GCEG system converts gas adsorption into electrical energy: study finds

Researchers have unveiled a new technology capable of turning atmospheric pollutants into a source of electrical energy by capturing greenhouse gases such as carbon dioxide and nitrogen oxides, AzerNEWS reports.

According to the journal Energy & Environmental Science, the innovation was developed by scientists at Sungkyunkwan University in collaboration with several research institutes in South Korea. The system is known as the Gas Capture and Electricity Generator (GCEG).

The key feature of the technology is its ability to generate energy through gas adsorption. Unlike conventional carbon capture and storage (CCUS) systems, which require significant external energy input, the new method operates without an external power supply.

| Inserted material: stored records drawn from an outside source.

PR #25805, opened 2022-08-23
fix(alert): use aria-labelledby and aria-describedby instead of aria-label

amandaejohnston:
## Pull request checklist

## Pull request type

 

 

- [ ] Bugfix
- [ ] Feature
- [ ] Build related changes
- [x] Other (please describe): Accessibility fixes

In https://github.com/ionic-team/ionic-framework/pull/25800, we added a default `aria-label` to `ion-alert` in order to resolve an Axe violation. However, there are two problems with this resolution:

1. The default `aria-label` of `'Alert'` isn't any better than having no label at all, as it doesn't give any useful information. If anything, it can lead developers into a false sense of security due to the lack of Axe errors.
2. The [ARIA spec](https://developer.mozilla.org/en-US/docs/Web/Accessibility/ARIA/Roles/Alertdialog_Role#description) mentions that the `alertdialog` role must also have an `aria-describedby` attribute.

Issue URL: N/A

## What is the new behavior?

- `aria-label` replaced with `aria-labelledby` and `aria-describedby`. The former points to the `header` (or the `subHeader` if no header is defined), and the latter points to the `message`.
- If the required properties aren't set for either attribute (for example, no `message`), the attribute is left unset.

- [ ] Yes
- [x] No

## Other information

A separate PR will be put up to document this change and show best practices with accessibility.


core/src/components/alert/alert.tsx
```diff
@@ -578,20 +578,26 @@ export class Alert implements ComponentInterface, OverlayInterface {
...
     const mode = getIonMode(this);
     const hdrId = `alert-${overlayIndex}-hdr`;
     const subHdrId = `alert-${overlayIndex}-sub-hdr`;
     const msgId = `alert-${overlayIndex}-msg`;
     const role = this.inputs.length > 0 || this.buttons.length > 0 ? 'alertdialog' : 'alert';
-    const defaultAriaLabel = header || subHeader || 'Alert';
+
+    /**
+     * If the header is defined, use that. Otherwise, fall back to the subHeader.
+     * If neither is defined, don't set aria-labelled by.
```
liamdebeasi, line 590:
```suggestion
     * If neither is defined, don't set aria-labelledby.
```

liamdebeasi (approved):

sean-perkins (approved):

When CO? and nitrogen oxide molecules are trapped on the electrode surface, electrical charges are redistributed, allowing ions to move within the device and generate an electric current. In this way, pollutants are directly converted into usable energy.

The system is built using carbon electrodes and hydrogel materials, enabling stable electricity production while capturing harmful emissions.

By using atmospheric pollutants as the "fuel" for electricity generation, the device in effect purifies the environment while supplying energy, scientists say.

Scientists believe the technology could have applications in environmental sensors and industrial facilities with high emissions. In such settings, the system could simultaneously clean the air and provide local power.

According to the Emissions Database for Global Atmospheric Research (EDGAR), global greenhouse gas emissions reached about 58.6 gigatons (53.2 gigatonnes) of CO2 equivalent in 2024. This figure, however, excludes emissions from land-use change and forestry. China (13.1 gigatons), the US (4.6 gigatons), and India (3.2 gigatons) are the top three CO2 emitters in the world. Although in 2015, nearly 200 nations signed the Paris Agreement to curb emissions and limit global warming, progress still falls short of climate targets. To address both greenhouse emissions and energy challenges, the Korean team designed an asymmetric system, which combines carbon-based electrodes with hydrogel materials.